SPD Chief Lars Klingbeil has expressed willingness to toughen up the rules for the citizen’s allowance after the Bundestag election.
“As the SPD, we have put changes to the citizen’s allowance on the way, which are now in the Bundestag” Klingbeil told the Funke-Mediengruppe newspapers. “It’s about stricter sanctions against so-called total refusers, who repeatedly decline job offers, as well as against citizen’s allowance recipients who are caught working in the black.”
Looking at the CDU and CSU, who want to abolish the citizen’s allowance introduced by the Social Democrats, Klingbeil said: “I find it all too populist. We correct where needed, and don’t play people against each other.” The Union is mainly using the debate about the citizen’s allowance to make a stir, Klingbeil complained. “Meanwhile, even CDU and CSU know that in the citizen’s allowance, 1.6 million children and single parents are working and still don’t have enough money.”

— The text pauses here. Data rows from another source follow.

PR #528, opened 2019-08-23
Contribute article to the exploring page

tonybaloney:
Adds another article to the list of external references to explore the source code.

https://realpython.com/cpython-source-code-guide/

Article is based on 3.8.0b3


ncoghlan:
Thanks! I was thinking we should add this after you posted it, so it's nice to be able to just merge the PR :)

PR #530, opened 2019-08-24
Add guidelines for triagers closing PRs

aeros167:
Based on the conversation in https://github.com/python/devguide/issues/527, I added a note after the "Responsibilities include" list which specifies that triagers should only close PRs that could be considered spam, but they can suggest for other PRs to be closed. For anything potentially valid (including recently active and older PRs), a core developer should make the final decision.

PR #531, opened 2019-08-28
Adding Stale label

eamanu:
In this PR I propose add the stale label on devguide.

Also, move OS-X label to above for a correct alphabetic order.

I would like document the ```awaiting *``` labels, but I don't know if in this section (Github label for PR) is the correct. Some opinion about it?

### DIFF
--- a/triaging.rst
+++ b/triaging.rst
@@ -131,7 +131,7 @@ sprint
 
 stale
     Used for stale PRs or inactive for a long period of time. This label
-    help to core dev identify quickly the PRs candidate to be closed or make
+    help to core dev identify quickly the PR candidate to be closed or make
     a ping to the author.
 
 type-bugfix
--- a/triaging.rst
+++ b/triaging.rst
@@ -131,7 +131,7 @@ sprint
 
 stale
     Used for stale PRs or inactive for a long period of time. This label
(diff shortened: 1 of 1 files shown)


eamanu:
> No objections to me, we just have to make sure to actually make the label if this gets merged. :)

Hi @brettcannon thanks for the review. I think the label is already created https://github.com/python/cpython/labels

eamanu:
Hi @aeros167, thank you for the review.  

> Thanks for the PR @eamanu! I recently added a section for the stale label to my PR (#530), but I removed it since it would probably be better to do it a separate PR (as you had done).

I would like to document the ```awaiting-* ``` labels. But I don't know if here is the correct sections. What do you think.

```
stale
    Used for PRs that include changes which are no longer relevant or when the
    author hasn't responded to feedback in a long period of time. This label
    helps core developers quickly identify PRs that are candidates for closure 
    or require a ping to the author.
```

I like how sound this, so I will add the suggestion. Thanks

aeros167:
@eamanu:
> I would like to document the awaiting-* labels. But I don't know if here is the correct sections. What do you think.

We didn't include them in the initial iteration of the PR label section since those ones are automatically managed by the bots, but I don't think there would be an issue with adding them. That should probably be done in a separate PR after this one is finished though.

PR #532, opened 2019-09-09
Touch up Getting Started

brettcannon:
1. Mention that `make -j` works w/o specifying the number of cores
2. Add gdbm as a package to install from Homebrew

### DIFF
--- a/setup.rst
+++ b/setup.rst
@@ -17,7 +17,6 @@ might want to use `our official images
 contain the latest releases of several Python versions, along with git head,
 and are provided for development and testing purposes only.
 
-
 .. seealso::
 
    The :ref:`quick-reference` gives brief summary of the process from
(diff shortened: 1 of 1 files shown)


setup.rst
```diff
@@ -166,7 +166,9 @@ Once ``configure`` is done, you can then compile CPython with:
 This will build CPython with only warnings and errors being printed to
 stderr and utilize up to 2 CPU cores. If you are using a multi-core machine
 with more than 2 cores (or a single-core machine), you can adjust the number
-passed into the ``-j`` flag to match the number of cores you have.
+passed into the ``-j`` flag to match the number of cores you have (or if your
+version of Make supports it, you can leave the number off and Make will use
+as many cores as your machine has).
```
ned-deily: > and Make will use as many cores as your machine has

I don't think that's quite right.  For example, on macOS 10.14, the current `man make` (which is for `GNU Make 3.81`) states:

> If the -j option is given without an argument, make will not limit the  number of jobs that can run simultaneously.

and, looking at the output of `make -d` leads me to believe that the number is indeed not related to the number of cores but can be much more.

setup.rst
```diff
@@ -378,7 +380,7 @@ for the header and library files to your ``configure`` command.  For example,
 
 with **Homebrew**::
 
-    $ brew install openssl xz
+    $ brew install openssl xz gdbm
```
ned-deily: You should make a similar change for MacPorts below adding `gdbm`.

ned-deily:
@brettcannon How's that look?

PR #533, opened 2019-09-12
Update the developer log based on the official historical record

### LINKED ISSUE #390: Simplify developer log

brettcannon:
Closes #390

### DIFF
--- a/developers.rst
+++ b/developers.rst
@@ -3,7 +3,7 @@
 Developer Log
 =============
 
-This page list the historical members of the Python development team. (The
+This page lists the historical members of the Python development team. (The
 master list is kept in a private repository due to containing sensitive contact
 information.)
 


aeros167:
@brettcannon Could we also add a column to this list that provides a GitHub username for each core developer?

The more long term solution would be to update the experts list as described in https://github.com/python/devguide/issues/507. But, there has not been any progress from when I opened a PR to create the JSON to store the expert data (GH-507) approx two months ago. In the meantime, it might be a decent option to add the GitHub usernames for all of the core developers that have one to the developer log.

If the information is not available in the private committers repository, I would not mind opening a new PR to complete the process manually. For my own purposes during PR review, it can be quite tedious to find the GitHub username of core developers on the experts index (since that only contains the bpo usernames). We could really use at least one comprehensive list.

brettcannon:
@aeros167 Technically it could be private who is what GitHub username (we have no requirement that you can't have a pseudo-anonymous GitHub account which doesn't expose your real name). Basically someone has to ask the core devs if anyone objects.

aeros167:
@brettcannon:
> Basically someone has to ask the core devs if anyone objects.

I'll open up a new thread in python-dev in the near future to gather some feedback on the subject. My idea for this would be to make it an opt-out system, and to initially only include those that have their real name mentioned on their GitHub user page or included as part of their username (such as yours). If anyone doesn't want to be included, we could simply leave the GitHub column for them as null or an empty string (depending on the implementation details of the `csv-table` directive). 

The main useful part would be for the purpose of easily finding the GitHub usernames for the experts, but it seems like that's going to be more of a long term project. We definitely could benefit from having a single location where there's a public listing of GitHub usernames for each of the core developers that isn't tied to bpo, since we're working on moving away from there.

aeros167:
If it is accepted, would you prefer for the usernames to be manually added to the .csv so that any developers who don't have their GitHub username associated with their real name, or those who wish to opt-out? From my understanding, this would be the only change needed for the .rst:
```
.. csv-table::
   :header: "Name", "Joined", "GitHub"
   :file: developers.csv
   :encoding: "utf-8"
```
It might be a bit tedious, but I think it will ultimately be worthwhile. It'll give me a good chance to familiarize myself with all of the core dev GitHub usernames. I'm familiar with most of the currently active ones at this point, but I'm sure there's several sporadically active ones that I haven't encountered.

brettcannon:
@aeros167 I really don't want to make this an opt-out system. Either no one will care and we will do it or some people will and so we won't do it since you could infer who is who on GitHub through process of elimination.

And I will handle updating everything if this happens so don't worry about the changes to make (there are other things that may have to change).

aeros167:
@brettcannon:
> I really don't want to make this an opt-out system.

I'm good with it either way. I just figured that might simplify things a bit. If it is rejected, the experts index should at least contain GitHub names as well once we get further along on that project. Those are the primary useful GitHub usernames for triagers and PR authors to be aware of, and should definitely be posted somewhere public (outside of bpo). 

> And I will handle updating everything if this happens so don't worry about the changes to make (there are other things that may have to change).

Okay, sounds good. I figured you already had a decent amount on your plate and could use the assistance, but I have no issues with that. Let me know if you need any help with any part of it though, this particular project is important to me. (:

Also, I'm eager to help with the any part of the general GitHub migration process (if possible). Although bpo seems to have served the Python development community well overall, I very much appreciate a lot of the features in GitHub. Feel free to mention or directly assign me to any related issues that I would be able to help with.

The broken grand coalition had introduced the citizen’s allowance, which took effect on January 1, 2023, replacing the controversial unemployment benefit II (also known as Hartz IV). The aim of the new regulations was to better qualify the unemployed to prevent a quick relapse into unemployment. Critics argue that they are too generous and deter long-term unemployed and asylum seekers with a residence permit from looking for a job.